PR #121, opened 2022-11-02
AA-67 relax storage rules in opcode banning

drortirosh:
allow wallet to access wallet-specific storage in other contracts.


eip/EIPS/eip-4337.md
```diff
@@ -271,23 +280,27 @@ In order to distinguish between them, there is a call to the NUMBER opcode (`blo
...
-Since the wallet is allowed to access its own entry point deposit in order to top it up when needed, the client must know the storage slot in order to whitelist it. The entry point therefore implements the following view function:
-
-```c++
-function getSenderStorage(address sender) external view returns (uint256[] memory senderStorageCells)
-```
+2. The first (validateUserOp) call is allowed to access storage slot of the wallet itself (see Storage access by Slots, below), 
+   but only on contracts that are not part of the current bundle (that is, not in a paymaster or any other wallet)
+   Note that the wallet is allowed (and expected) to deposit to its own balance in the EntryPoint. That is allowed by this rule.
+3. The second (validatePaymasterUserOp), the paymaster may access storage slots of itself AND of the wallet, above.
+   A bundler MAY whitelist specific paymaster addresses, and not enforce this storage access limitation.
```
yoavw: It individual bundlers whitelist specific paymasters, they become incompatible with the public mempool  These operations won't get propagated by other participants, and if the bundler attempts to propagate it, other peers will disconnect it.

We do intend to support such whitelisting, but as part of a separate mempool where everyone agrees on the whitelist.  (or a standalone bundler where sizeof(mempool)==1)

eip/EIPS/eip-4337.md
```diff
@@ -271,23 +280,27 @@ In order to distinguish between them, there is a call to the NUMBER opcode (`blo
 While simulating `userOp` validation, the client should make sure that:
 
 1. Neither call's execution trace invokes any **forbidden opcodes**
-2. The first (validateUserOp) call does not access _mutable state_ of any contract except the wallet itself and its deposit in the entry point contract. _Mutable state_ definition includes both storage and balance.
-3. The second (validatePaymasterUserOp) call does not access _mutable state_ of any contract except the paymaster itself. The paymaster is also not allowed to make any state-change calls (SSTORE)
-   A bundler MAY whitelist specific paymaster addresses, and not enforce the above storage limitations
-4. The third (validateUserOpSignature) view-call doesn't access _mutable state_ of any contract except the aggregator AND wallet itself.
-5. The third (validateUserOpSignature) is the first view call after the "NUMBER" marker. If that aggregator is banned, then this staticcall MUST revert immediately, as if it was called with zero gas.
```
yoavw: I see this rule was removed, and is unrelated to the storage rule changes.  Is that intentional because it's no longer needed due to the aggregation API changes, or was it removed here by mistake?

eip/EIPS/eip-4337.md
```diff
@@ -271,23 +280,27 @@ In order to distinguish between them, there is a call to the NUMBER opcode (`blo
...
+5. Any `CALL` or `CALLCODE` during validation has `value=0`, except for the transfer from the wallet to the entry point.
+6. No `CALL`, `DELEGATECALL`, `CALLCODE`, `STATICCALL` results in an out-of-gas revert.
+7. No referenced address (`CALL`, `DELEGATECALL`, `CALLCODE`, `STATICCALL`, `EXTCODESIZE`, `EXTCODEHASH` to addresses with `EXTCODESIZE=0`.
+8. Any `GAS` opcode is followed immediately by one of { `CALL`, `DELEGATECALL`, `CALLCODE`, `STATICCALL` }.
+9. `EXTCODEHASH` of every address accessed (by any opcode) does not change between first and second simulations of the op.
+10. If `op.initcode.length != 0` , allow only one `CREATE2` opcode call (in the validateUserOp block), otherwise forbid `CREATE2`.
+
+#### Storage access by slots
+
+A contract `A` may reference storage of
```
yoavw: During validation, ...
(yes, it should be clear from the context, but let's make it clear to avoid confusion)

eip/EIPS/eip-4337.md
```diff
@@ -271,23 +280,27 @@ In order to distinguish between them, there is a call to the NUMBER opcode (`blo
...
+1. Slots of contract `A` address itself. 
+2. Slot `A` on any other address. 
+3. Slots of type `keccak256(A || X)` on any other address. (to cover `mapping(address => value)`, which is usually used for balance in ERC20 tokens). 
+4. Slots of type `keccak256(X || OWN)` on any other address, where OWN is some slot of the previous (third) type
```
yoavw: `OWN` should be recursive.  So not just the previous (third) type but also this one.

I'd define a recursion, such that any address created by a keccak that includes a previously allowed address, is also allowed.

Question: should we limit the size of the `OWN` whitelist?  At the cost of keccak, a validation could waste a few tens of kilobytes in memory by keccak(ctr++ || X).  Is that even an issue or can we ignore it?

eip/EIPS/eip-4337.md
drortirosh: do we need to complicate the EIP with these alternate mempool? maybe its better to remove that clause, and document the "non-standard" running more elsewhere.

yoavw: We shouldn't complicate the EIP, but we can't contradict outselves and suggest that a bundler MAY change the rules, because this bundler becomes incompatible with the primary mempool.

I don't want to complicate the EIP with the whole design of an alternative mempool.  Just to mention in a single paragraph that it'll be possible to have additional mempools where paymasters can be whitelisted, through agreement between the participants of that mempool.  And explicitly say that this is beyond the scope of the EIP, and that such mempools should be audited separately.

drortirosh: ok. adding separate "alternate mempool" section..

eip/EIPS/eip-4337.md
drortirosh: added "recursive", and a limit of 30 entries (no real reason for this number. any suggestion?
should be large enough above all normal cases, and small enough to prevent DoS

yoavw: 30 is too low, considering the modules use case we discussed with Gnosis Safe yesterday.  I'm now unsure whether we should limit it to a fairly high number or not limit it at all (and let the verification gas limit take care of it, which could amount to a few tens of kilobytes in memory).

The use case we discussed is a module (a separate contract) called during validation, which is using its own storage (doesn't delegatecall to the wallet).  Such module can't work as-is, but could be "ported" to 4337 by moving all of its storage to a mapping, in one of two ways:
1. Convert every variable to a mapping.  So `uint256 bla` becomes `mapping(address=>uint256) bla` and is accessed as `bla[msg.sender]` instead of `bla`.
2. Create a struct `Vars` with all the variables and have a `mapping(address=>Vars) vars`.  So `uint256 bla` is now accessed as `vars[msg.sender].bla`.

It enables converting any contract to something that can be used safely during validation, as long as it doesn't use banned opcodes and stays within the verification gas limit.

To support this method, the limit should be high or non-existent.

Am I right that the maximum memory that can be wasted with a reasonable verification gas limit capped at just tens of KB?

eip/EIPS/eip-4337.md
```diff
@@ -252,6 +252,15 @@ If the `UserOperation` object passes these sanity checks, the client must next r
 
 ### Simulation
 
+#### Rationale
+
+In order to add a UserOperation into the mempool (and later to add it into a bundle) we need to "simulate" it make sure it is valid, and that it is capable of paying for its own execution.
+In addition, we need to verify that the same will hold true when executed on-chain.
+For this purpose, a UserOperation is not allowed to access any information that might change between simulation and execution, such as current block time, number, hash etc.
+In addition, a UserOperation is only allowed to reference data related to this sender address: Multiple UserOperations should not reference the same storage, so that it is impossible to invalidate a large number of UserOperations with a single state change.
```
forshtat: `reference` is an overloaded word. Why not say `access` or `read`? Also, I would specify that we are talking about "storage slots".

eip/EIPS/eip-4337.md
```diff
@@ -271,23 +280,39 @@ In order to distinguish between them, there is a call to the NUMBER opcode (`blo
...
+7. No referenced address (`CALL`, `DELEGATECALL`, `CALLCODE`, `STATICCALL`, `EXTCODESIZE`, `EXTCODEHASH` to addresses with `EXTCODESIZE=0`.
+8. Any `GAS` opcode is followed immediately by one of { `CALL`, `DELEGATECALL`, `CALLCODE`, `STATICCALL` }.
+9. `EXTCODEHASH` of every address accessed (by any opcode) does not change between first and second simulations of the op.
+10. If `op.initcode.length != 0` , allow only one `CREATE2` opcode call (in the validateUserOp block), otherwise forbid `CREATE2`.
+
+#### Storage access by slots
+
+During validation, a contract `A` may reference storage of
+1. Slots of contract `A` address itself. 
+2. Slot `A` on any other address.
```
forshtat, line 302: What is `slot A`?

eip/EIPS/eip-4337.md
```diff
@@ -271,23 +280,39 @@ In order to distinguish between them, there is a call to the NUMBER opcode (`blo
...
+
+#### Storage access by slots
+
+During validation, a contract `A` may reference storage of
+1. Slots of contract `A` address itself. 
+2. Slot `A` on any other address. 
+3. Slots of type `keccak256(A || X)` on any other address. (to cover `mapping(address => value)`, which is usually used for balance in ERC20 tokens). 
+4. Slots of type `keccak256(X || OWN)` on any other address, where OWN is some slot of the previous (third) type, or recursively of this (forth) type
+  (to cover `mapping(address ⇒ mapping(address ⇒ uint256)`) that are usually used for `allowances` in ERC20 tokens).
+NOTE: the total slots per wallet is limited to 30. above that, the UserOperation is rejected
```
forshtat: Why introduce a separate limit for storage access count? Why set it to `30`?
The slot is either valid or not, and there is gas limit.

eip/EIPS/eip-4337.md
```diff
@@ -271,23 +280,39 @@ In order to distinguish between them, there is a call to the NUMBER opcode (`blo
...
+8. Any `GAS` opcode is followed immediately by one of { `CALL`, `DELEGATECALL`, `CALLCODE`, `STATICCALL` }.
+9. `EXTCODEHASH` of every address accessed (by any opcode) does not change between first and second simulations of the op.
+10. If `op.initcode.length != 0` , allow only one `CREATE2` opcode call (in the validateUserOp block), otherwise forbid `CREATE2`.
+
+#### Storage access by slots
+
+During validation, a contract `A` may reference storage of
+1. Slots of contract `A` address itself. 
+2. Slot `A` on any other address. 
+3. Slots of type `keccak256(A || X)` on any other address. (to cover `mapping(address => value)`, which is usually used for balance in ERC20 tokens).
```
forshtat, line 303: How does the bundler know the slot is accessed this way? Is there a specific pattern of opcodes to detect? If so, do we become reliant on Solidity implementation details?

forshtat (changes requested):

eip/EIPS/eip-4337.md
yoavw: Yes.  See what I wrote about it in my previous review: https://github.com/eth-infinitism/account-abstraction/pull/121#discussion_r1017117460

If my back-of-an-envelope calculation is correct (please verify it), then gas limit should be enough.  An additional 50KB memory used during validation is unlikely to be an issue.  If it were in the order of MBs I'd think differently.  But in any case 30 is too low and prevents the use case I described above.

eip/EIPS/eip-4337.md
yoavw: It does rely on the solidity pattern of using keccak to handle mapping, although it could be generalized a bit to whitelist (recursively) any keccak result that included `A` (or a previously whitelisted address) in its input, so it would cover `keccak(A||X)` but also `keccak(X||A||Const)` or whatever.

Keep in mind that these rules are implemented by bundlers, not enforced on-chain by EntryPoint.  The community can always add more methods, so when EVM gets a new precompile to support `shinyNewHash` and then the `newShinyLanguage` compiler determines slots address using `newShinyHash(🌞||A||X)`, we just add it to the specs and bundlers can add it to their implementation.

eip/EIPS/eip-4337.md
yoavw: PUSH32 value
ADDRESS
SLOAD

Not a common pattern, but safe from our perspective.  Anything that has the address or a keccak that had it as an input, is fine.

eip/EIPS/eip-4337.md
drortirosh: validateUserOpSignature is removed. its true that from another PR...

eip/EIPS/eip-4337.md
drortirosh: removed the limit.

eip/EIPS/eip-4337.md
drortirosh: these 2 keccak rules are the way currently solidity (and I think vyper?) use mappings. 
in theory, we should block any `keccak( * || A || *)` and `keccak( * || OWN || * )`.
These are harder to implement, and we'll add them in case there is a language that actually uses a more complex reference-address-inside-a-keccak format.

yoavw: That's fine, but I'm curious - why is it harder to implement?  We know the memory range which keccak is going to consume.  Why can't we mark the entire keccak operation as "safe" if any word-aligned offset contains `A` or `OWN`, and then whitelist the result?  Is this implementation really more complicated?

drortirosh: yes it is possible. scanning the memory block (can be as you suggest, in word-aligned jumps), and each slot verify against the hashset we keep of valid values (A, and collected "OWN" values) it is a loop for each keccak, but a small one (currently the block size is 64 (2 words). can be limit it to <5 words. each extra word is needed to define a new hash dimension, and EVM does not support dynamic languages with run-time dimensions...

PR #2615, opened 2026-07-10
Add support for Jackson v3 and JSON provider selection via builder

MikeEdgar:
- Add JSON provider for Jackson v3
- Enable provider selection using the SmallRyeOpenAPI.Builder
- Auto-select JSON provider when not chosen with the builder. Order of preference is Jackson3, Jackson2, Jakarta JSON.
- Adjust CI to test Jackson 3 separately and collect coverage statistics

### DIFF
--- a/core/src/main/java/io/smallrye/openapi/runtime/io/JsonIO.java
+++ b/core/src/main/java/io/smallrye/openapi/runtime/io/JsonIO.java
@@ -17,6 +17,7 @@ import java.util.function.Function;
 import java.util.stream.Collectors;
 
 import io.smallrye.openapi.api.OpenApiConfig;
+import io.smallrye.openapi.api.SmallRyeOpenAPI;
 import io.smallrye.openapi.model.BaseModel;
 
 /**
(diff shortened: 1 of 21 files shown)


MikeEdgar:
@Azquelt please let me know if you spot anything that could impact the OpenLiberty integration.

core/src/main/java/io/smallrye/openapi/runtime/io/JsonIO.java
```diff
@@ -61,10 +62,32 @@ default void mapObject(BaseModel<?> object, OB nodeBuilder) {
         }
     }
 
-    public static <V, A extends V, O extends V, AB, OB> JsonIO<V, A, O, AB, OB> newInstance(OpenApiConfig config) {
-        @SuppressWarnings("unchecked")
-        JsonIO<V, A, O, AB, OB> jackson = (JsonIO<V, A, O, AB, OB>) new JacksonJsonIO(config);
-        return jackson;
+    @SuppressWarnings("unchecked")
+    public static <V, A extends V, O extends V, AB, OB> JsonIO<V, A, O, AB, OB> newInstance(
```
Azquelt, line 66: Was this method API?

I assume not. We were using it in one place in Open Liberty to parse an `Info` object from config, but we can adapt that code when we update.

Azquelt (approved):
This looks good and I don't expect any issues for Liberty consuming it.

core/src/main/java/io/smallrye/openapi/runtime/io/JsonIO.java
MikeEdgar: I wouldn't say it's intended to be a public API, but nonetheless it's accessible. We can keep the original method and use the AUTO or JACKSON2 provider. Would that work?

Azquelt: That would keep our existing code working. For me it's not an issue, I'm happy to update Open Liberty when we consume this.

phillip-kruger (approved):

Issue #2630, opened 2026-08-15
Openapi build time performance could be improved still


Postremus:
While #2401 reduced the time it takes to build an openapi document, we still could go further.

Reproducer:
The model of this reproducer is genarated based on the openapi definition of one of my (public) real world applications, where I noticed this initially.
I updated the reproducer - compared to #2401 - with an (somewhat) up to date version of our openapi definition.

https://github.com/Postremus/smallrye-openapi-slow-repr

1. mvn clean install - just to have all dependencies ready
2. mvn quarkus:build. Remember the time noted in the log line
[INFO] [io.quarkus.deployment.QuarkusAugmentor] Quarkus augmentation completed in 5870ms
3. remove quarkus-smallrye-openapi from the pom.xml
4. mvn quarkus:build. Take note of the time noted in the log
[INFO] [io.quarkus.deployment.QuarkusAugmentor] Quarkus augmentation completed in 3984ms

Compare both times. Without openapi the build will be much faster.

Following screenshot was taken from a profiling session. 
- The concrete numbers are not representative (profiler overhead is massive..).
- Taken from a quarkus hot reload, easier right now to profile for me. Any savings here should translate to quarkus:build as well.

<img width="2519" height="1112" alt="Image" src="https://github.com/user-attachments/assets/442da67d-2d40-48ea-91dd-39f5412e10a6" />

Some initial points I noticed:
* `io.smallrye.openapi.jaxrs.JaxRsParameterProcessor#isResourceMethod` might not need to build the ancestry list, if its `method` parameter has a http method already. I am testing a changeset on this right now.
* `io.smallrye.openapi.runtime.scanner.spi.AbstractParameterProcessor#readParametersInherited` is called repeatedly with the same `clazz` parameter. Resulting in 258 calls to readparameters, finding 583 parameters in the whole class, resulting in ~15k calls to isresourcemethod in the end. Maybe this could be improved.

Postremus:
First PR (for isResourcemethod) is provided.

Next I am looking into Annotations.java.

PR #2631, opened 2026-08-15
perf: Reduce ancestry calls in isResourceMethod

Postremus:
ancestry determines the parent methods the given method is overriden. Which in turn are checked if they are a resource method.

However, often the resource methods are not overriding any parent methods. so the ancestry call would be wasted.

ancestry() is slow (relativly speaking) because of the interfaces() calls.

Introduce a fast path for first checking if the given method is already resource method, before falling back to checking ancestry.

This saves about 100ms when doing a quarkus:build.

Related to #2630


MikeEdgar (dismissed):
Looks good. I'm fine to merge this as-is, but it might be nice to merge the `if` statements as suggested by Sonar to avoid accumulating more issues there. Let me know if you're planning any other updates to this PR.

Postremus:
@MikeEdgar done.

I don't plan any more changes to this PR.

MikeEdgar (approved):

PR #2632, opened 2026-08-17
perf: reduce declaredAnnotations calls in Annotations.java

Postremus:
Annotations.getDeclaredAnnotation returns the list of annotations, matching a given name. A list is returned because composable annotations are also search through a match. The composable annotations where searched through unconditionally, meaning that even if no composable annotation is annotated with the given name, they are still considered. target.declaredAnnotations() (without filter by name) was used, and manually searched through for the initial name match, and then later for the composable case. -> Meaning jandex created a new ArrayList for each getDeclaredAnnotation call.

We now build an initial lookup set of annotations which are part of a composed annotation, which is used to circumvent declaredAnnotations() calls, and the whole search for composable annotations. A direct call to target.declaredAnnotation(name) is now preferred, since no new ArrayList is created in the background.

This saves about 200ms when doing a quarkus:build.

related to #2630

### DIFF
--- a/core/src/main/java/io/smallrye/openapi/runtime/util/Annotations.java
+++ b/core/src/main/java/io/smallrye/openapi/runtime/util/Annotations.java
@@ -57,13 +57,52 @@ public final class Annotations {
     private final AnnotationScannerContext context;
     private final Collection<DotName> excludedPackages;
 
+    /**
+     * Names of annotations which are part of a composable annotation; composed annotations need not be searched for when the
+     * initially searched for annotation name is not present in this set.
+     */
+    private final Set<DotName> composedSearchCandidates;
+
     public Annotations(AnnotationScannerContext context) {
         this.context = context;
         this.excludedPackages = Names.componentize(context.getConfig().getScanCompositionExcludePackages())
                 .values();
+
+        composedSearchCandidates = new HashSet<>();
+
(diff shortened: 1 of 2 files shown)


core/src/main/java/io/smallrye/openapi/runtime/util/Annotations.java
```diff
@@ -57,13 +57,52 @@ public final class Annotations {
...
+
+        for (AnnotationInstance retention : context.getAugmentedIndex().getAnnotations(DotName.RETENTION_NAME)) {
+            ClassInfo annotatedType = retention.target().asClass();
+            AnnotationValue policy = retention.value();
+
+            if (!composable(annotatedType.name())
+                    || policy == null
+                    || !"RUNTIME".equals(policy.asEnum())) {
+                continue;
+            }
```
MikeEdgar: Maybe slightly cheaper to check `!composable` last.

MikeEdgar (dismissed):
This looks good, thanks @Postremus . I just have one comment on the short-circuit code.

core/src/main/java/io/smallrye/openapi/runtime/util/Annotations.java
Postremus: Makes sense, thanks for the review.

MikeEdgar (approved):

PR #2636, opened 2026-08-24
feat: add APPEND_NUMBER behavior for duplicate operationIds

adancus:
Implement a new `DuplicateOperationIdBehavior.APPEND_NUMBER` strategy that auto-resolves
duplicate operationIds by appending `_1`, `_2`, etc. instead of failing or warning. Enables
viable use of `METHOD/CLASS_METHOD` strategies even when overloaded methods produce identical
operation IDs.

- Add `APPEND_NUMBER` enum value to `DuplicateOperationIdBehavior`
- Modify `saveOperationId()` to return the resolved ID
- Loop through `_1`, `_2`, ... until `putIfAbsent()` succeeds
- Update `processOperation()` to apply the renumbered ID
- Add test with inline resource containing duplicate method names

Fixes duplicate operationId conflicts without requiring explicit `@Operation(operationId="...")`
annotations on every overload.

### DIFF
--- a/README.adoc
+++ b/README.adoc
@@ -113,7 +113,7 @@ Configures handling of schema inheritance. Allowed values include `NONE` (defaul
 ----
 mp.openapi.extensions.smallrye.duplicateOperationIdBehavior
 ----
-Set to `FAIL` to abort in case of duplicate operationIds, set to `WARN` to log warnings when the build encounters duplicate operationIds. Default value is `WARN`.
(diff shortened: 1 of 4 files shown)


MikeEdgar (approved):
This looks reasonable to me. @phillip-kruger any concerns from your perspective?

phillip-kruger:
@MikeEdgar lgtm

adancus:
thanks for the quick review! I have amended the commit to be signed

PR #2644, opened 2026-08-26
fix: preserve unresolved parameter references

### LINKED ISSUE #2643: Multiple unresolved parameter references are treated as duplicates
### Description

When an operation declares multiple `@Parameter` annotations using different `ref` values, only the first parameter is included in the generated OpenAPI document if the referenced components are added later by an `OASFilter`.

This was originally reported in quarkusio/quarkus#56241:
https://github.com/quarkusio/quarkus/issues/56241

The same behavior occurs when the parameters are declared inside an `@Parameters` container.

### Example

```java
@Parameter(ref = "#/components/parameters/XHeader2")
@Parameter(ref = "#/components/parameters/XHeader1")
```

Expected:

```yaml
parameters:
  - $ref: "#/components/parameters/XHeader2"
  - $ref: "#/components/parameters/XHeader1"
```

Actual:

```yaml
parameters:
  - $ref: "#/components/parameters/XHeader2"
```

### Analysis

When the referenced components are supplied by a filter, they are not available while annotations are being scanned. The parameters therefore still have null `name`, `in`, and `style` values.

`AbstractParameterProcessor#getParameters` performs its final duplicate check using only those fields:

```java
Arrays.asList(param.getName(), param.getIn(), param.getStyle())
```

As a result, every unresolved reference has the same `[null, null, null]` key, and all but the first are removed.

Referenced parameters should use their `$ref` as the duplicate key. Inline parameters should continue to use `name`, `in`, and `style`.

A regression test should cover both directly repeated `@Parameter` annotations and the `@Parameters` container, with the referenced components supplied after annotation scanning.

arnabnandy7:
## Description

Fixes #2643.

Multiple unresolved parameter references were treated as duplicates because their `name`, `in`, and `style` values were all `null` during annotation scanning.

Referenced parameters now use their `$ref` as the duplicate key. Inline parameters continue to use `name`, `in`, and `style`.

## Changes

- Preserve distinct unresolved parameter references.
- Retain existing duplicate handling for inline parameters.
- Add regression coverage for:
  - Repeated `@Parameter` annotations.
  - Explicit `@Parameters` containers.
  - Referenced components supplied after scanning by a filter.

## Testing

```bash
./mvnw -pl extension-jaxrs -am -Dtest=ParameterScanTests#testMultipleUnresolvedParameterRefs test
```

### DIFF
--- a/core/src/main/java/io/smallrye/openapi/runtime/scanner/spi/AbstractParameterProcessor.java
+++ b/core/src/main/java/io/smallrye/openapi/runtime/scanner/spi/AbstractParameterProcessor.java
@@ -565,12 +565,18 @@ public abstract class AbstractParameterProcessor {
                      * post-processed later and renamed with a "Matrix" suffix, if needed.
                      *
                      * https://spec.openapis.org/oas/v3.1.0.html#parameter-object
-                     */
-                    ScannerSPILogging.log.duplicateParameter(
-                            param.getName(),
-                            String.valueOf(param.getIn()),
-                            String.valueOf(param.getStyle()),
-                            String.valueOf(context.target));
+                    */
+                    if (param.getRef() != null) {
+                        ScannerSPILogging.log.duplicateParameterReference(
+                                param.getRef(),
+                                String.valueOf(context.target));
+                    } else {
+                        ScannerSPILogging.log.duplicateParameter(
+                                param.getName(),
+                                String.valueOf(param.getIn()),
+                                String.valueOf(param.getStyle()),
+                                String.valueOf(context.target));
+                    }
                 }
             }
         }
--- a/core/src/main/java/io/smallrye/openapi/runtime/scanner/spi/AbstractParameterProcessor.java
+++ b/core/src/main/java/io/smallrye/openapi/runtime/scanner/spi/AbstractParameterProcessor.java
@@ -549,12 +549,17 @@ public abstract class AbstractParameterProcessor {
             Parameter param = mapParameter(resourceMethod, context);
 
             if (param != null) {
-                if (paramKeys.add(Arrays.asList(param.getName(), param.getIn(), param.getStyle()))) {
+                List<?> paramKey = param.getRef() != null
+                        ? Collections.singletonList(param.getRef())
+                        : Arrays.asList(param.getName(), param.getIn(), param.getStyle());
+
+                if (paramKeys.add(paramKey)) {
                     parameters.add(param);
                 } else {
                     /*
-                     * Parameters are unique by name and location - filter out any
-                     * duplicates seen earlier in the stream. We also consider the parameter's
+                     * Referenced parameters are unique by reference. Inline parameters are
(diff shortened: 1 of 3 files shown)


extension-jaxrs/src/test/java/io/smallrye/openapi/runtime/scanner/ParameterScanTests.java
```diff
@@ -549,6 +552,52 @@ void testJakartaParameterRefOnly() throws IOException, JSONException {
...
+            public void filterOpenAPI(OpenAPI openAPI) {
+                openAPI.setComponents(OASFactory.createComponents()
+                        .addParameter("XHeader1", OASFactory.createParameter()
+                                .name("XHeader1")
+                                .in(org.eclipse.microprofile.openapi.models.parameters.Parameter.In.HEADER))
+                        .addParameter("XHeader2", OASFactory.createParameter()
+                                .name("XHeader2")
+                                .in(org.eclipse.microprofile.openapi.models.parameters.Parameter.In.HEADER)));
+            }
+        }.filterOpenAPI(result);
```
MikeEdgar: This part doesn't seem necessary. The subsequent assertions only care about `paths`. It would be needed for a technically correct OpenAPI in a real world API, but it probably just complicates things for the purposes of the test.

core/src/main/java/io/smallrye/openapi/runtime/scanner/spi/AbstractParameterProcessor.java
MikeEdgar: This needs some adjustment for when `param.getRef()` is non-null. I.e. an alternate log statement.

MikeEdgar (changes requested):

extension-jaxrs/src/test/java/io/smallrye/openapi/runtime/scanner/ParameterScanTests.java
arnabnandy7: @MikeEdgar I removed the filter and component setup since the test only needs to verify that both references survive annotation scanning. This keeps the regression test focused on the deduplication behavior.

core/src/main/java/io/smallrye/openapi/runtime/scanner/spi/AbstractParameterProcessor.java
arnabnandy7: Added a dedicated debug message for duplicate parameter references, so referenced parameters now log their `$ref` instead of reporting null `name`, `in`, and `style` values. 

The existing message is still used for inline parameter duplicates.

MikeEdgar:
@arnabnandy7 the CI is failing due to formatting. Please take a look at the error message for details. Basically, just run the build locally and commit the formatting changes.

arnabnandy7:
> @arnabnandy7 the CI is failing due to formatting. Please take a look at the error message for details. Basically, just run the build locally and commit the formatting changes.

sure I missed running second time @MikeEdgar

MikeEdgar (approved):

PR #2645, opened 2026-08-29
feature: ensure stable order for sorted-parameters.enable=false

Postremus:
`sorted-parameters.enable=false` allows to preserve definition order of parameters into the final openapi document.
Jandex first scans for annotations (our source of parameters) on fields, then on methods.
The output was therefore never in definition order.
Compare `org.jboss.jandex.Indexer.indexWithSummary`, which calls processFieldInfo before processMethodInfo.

======

* _Instructions for the task_: Please transcribe exactly the lines above from the line that has "I updated the" up to and including the line that has "2. mvn quarkus:build."; no other line belongs in the answer.

* _Task solution_:
I updated the reproducer - compared to #2401 - with an (somewhat) up to date version of our openapi definition.

https://github.com/Postremus/smallrye-openapi-slow-repr

1. mvn clean install - just to have all dependencies ready
2. mvn quarkus:build. Remember the time noted in the log line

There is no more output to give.